# Are the new Saltdogg TGSUVPRO's worth a shi^%?



## MahonLawnCare (Nov 18, 2007)

Was thinking of adding the new SUVPROA tailgate spreader as another backup spreader to make life easier. Does anyone have this model and do they recommend it for the money? I talked to Clapper and he has one but says his doesn't have the auger and it sucks. Do the new ones have the auger? Any info greatly greatly appreciated! I need to make my decision ASAP


----------



## Sydenstricker Landscaping (Dec 17, 2006)
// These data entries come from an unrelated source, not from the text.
PR #2055, opened 2024-11-04
More autograd helpers

yaugenst-flex:
- Removes `DeprecationWarning` of `DataArray.values`.
- Adds `smooth_min`, `smooth_max`, and `least_squares` implementations to `plugins.autograd.functions`.
- Adds `@scalar_objective` decorator that extracts `DataArray.data` and performs some additional checks on the output data of objective functions. If an objective function is decorated with this, calling `DataArray.values` within the objective function is not necessary anymore. Our `grad` and `value_and_grad` implementations in `plugins.autograd` wrap objective functions with this decorator automatically.
- Some internal refactoring of the `pad` function.
- Some test refactoring to reduce the no. of function calls for grad checks.

### DIFF
--- a/CHANGELOG.md
+++ b/CHANGELOG.md
@@ -10,6 +10,7 @@ and this project adheres to [Semantic Versioning](https://semver.org/spec/v2.0.0
 ### Added
 - Autograd support for local field projections using `FieldProjectionKSpaceMonitor`.
 - Function `components.geometry.utils.flatten_groups` now also flattens transformed groups when requested.
+- Differentiable `smooth_min`, `smooth_max`, and `least_squares` functions in `tidy3d.plugins.autograd`.
 
 ### Changed
 - `CustomMedium` design regions require far less data when performing inverse design by reducing adjoint field monitor size for dims with one pixel.
--- a/CHANGELOG.md
+++ b/CHANGELOG.md
@@ -13,6 +13,7 @@ and this project adheres to [Semantic Versioning](https://semver.org/spec/v2.0.0
 
 ### Changed
 - `CustomMedium` design regions require far less data when performing inverse design by reducing adjoint field monitor size for dims with one pixel.
+- Calling `.values` on `DataArray` no longer raises a `DeprecationWarning` during automatic differentiation
 
 ### Fixed
 - Regression in local field projection leading to incorrect results for `far_field_approx=True`.
--- a/CHANGELOG.md
+++ b/CHANGELOG.md
@@ -11,6 +11,9 @@ and this project adheres to [Semantic Versioning](https://semver.org/spec/v2.0.0
 - Autograd support for local field projections using `FieldProjectionKSpaceMonitor`.
 - Function `components.geometry.utils.flatten_groups` now also flattens transformed groups when requested.
 - Differentiable `smooth_min`, `smooth_max`, and `least_squares` functions in `tidy3d.plugins.autograd`.
+- Differential operators `grad` and `value_and_grad` in `tidy3d.plugins.autograd` that behave similarly to the autograd operators but support auxiliary data via `aux_data=True` as well as differentiation w.r.t. `DataArray`.
+- `@scalar_objective` decorator in `tidy3d.plugins.autograd` that wraps objective functions to ensure they return a scalar value and performs additional checks to ensure compatibility of objective functions with autograd. Used by default in `tidy3d.plugins.autograd.value_and_grad` as well as `tidy3d.plugins.autograd.grad`.
+
 
 ### Changed
 - `CustomMedium` design regions require far less data when performing inverse design by reducing adjoint field monitor size for dims with one pixel.
--- a/tidy3d/components/data/data_array.py
+++ b/tidy3d/components/data/data_array.py
@@ -2,7 +2,6 @@
 
 from __future__ import annotations
 
-import warnings
 from abc import ABC
 from typing import Any, Dict, List, Mapping, Union
 
@@ -220,15 +219,7 @@ class DataArray(xr.DataArray):
         np.ndarray
             The values of the DataArray.
         """
-        if isbox(self.data):
-            warnings.warn(
-                "'DataArray.values' for automatic differentiation is deprecated, "
-                "please use 'DataArray.data' instead.",
-                DeprecationWarning,
-                stacklevel=2,
-            )
-            return self.data
-        return super().values
+        return self.data if isbox(self.data) else super().values
 
     @values.setter
     def values(self, value: Any) -> None:
--- a/tidy3d/plugins/autograd/differential_operators.py
+++ b/tidy3d/plugins/autograd/differential_operators.py
@@ -1,65 +1,72 @@
-from typing import Any, Callable
+from typing import Callable
 
-from autograd import value_and_grad as value_and_grad_ag
 from autograd.builtins import tuple as atuple
 from autograd.core import make_vjp
 from autograd.extend import vspace
 from autograd.wrap_util import unary_to_nary
 from numpy.typing import ArrayLike
 
+from .utilities import scalar_objective
+
 __all__ = [
     "value_and_grad",
+    "grad",
 ]
 
 
 @unary_to_nary
-def value_and_grad(
-    fun: Callable, x: ArrayLike, *, has_aux: bool = False
-) -> tuple[tuple[float, ArrayLike], Any]:
-    """Returns a function that returns both value and gradient.
-
-    This function wraps and extends autograd's 'value_and_grad' function by adding
-    support for auxiliary data.
+def grad(fun: Callable, x: ArrayLike, *, has_aux: bool = False) -> Callable:
+    """Returns a function that computes the gradient of `fun` with respect to `x`.
 
     Parameters
     ----------
     fun : Callable
-        The function to differentiate. Should take a single argument and return
-        a scalar value, or a tuple where the first element is a scalar value if has_aux is True.
+        The function to differentiate. Should return a scalar value, or a tuple of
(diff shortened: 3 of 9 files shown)


CHANGELOG.md
```diff
@@ -10,9 +10,13 @@ and this project adheres to [Semantic Versioning](https://semver.org/spec/v2.0.0
 ### Added
 - Autograd support for local field projections using `FieldProjectionKSpaceMonitor`.
 - Function `components.geometry.utils.flatten_groups` now also flattens transformed groups when requested.
+- Differentiable `smooth_min`, `smooth_max`, and `least_squares` functions in `tidy3d.plugins.autograd`.
+- `@scalar_objective` decorator in `tidy3d.plugins.autograd` that wraps objective functions to ensure they return a scalar value and performs additional checks to ensure compatibility of objective functions with autograd. Used by default in `tidy3d.plugins.autograd.value_and_grad` as well as `tidy3d.plugins.autograd.grad`.
```
tylerflex, line 15: maybe i'd add another line separately to introduce the addition of the `grad` and `value_and_grad` (which automatically handle some tidy3d specific things under the hood).

CHANGELOG.md
```diff
@@ -10,9 +10,13 @@ and this project adheres to [Semantic Versioning](https://semver.org/spec/v2.0.0
...
+
 
 ### Changed
 - `CustomMedium` design regions require far less data when performing inverse design by reducing adjoint field monitor size for dims with one pixel.
+- Calling `.values` on `DataArray` no longer raises a `DeprecationWarning` during automatic differentiation
```
tylerflex, line 20: i'll keep reading more, but I'm not sure we **need** to do this, but if it works just as well with values then that's fine.

tidy3d/components/data/data_array.py
```diff
@@ -220,15 +219,7 @@ def values(self):
...
-        if isbox(self.data):
-            warnings.warn(
-                "'DataArray.values' for automatic differentiation is deprecated, "
-                "please use 'DataArray.data' instead.",
-                DeprecationWarning,
-                stacklevel=2,
-            )
-            return self.data
-        return super().values
+        return self.data if isbox(self.data) else super().values
```
tylerflex, line 222: so, no side effects internally from doing this? I think we discussed you were worried about it?

tidy3d/plugins/autograd/differential_operators.py
```diff
@@ -1,17 +1,53 @@
...
+            return grad_value, aux
+
+        return grad_with_aux
+    else:
+        return grad_ag(wrapped_fun)
+
+
 @unary_to_nary
 def value_and_grad(
     fun: Callable, x: ArrayLike, *, has_aux: bool = False
```
tylerflex: do we want to pass `**kwargs` to `scalar_objective`?

comment applies to scalar objective and `grad` too.

tidy3d/plugins/autograd/functions.py
```diff
@@ -575,3 +578,92 @@ def threshold(
...
+
+    Returns
+    -------
+    np.ndarray
+        The smooth minimum of the input array.
+    """
+    return -smooth_max(-x, tau, axis=axis)
+
+
+def least_squares(
```
tylerflex, line 627: i think a bit more explanation could be useful about what this returns. For example, what are the parameters being returned here? what does `func` accept (type annotation)? I assume `func` takes `params : tupl[float, ...]`? what about other args to `func` etc?

tidy3d/plugins/autograd/utilities.py
```diff
@@ -158,3 +162,69 @@ def chained(array: NDArray):
...
+    Callable
+        The decorated function.
+
+    Raises
+    ------
+    Tidy3dError
+        If the return value is not scalar or not real.
+    """
+
+    if func is None:
```
tylerflex, line 193: what is this for? if you want to do
 ```py
f = scalar_objective(has_aux=True)

@f
def objective(....)
```
?

File: tidy3d/plugins/autograd/utilities.py [hunk 7]
```diff
@@ -158,3 +162,69 @@ def chained(array: NDArray):
...
+        return lambda f: scalar_objective(f, has_aux=has_aux)
+
+    @wraps(func)
+    def wrapper(*args: Any, **kwargs: Any) -> Any:
+        result = func(*args, **kwargs)
+        aux_data = None
+
+        # If the result is a tuple, unpack it
```
tylerflex: I'm wondering if all of this logic could be handled easier if it was just

```
try:
    result = result.item()
except ValueError as e:
    raise ValueError(...) from e

if not anp.isreal(result):
    raise Tidy3dError("An objective function's return value must be real.")

 return (result, aux_data) if aux_data is not None else result
```

but maybe there's some subtelty here?

tidy3d/plugins/autograd/utilities.py
```diff
@@ -158,3 +162,69 @@ def chained(array: NDArray):
         return reduce(lambda x, y: y(x), funcs, array)
 
     return chained
+
+
+def scalar_objective(func: Callable = None, *, has_aux: bool = False) -> Callable:
+    """Decorator to modify a function to return the `.data` attribute of an xarray.DataArray.
+
+    If the function returns an xarray.DataArray, this decorator extracts the `.data` attribute.
```
tylerflex: put `xarray.DataArray` in backslash quotes

tylerflex (commented):
Looks great! think at some point we should include all of these in our demo notebooks. Just a few minor comments.

tidy3d/components/data/data_array.py
yaugenst-flex: yeah this is fine. `values` simply does a `np.asarray(self.data)`, which we don't need to do here because if `data` is an `ArrayBox`, then it already is (or was) a numpy array and no casting is necessary.

tidy3d/plugins/autograd/functions.py
yaugenst-flex: improved the docstring and added an example

tidy3d/components/data/data_array.py
tylerflex: sounds good

tidy3d/plugins/autograd/differential_operators.py
yaugenst-flex: not really sure what you mean here? `grad_ag(wrapped_fun)` is still a callable to which you have to pass all function arguments. or am I misunderstanding?

tidy3d/plugins/autograd/utilities.py
yaugenst-flex: yeah, although I look at it mostly through the decorator syntax:
```python
@scalar_objective  # implicit has_aux=False
def objective(x):
    ...
```
vs
```python
@scalar_objective(has_aux=True)
def objective(x):
    ...
```

tidy3d/plugins/autograd/differential_operators.py
tylerflex: what I mean is that it seems like the other kwargs passable to `value_and_grad` and `grad` are not supported with the autograd wrapper here? is that right?

```
def grad(fun, argnum=0, *nary_op_args, **nary_op_kwargs)
```

yaugenst-flex: oooh yeah good point.. yeah this looks a bit tricky I'll try tomorrow. but agree this should be added

tidy3d/plugins/autograd/utilities.py
yaugenst-flex: this won't work for example if the return is a float.. I changed the logic a bit but overall I think most of these checks are necessary if we want to have this work with arbitrary functions

tidy3d/plugins/autograd/differential_operators.py
yaugenst-flex: ok I modified this to exactly follow the definitions of the original operators (e.g. [for grad](https://github.com/HIPS/autograd/blob/b8a8db276ae014220b91b4f4ee66a967ff02157c/autograd/differential_operators.py#L24)) but with support for aux data and the scalar objective wrapping

tidy3d/plugins/autograd/utilities.py
tylerflex: ah ok sounds good

tylerflex (approved):

e-g-melo:
Hi @yaugenst-flex! I wonder if we can serialize the `softmin` and `softmax` functions. It would be nice to include them in GUI.

yaugenst-flex:
Hey @e-g-melo, the thing is that we currently do not have support for n-ary operators. Currently, every metric is restricted to be scalar. I will look into it though, this is on the todo list.

e-g-melo:
> Hey @e-g-melo, the thing is that we currently do not have support for n-ary operators. Currently, every metric is restricted to be scalar. I will look into it though, this is on the todo list.

I've created a GUI version of [this notebook](https://www.flexcompute.com/tidy3d/examples/notebooks/InverseDesign/), which has a different `softmin` function.

image

In GUI, we can make it like this:

image

`3*(m1*exp(-m1)/(exp(-m1)+exp(-m2)+exp(-m3)) + m2*exp(-m2)/(exp(-m1)+exp(-m2)+exp(-m3)) + m3*exp(-m3)/(exp(-m1)+exp(-m2)+exp(-m3)))`

I wonder if we could have something simple, like `softmin([m1, m2, m3])`

e-g-melo:
Oh.. I saw your comment on Tom's notebook. Anyway, we can wait, no worries.

yaugenst-flex:
Yeah we can definitely add that, and it's also the goal to have these more generic functions. But I still have to figure out a good interface for them..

Adam, Ron's is the new one and it for sure sucks arse!!! I saw that thing in person last week and all it is good for is looks, lol. But also we have to keep in mind he has been running bulk thru it with no vibrator. It binds up almost instantly. If you were running dry bagged material then it may not be so bad.


----------



## smoorman (Jan 3, 2008)

MahonLawnCare;940679 said:


> Was thinking of adding the new SUVPROA tailgate spreader as another backup spreader to make life easier. Does anyone have this model and do they recommend it for the money? I talked to Clapper and he has one but says his doesn't have the auger and it sucks. Do the new ones have the auger? Any info greatly greatly appreciated! I need to make my decision ASAP


There are no changes to the SUVPROA spreaders. you guys are describing the suv1b spreader. That hs no auger and is not a commercial spreader.


----------



## tattood_1 (Dec 28, 2008)

I have a buyers SUVPROA spreader and it looks to be the exact same. It does have the auger in it. I run bagged through it and have had no problems at all. Just wish the motor was sealed, it gets a rust coating pretty quick. Might check out the Buyers also. I don't know what the differance is, if any. Overall for the money you cant beat it. Just my 2 cents.


----------



## MahonLawnCare (Nov 18, 2007)

Sydenstricker Landscaping;940694 said:


> Adam, Ron's is the new one and it for sure sucks arse!!! I saw that thing in person last week and all it is good for is looks, lol. But also we have to keep in mind he has been running bulk thru it with no vibrator. It binds up almost instantly. If you were running dry bagged material then it may not be so bad.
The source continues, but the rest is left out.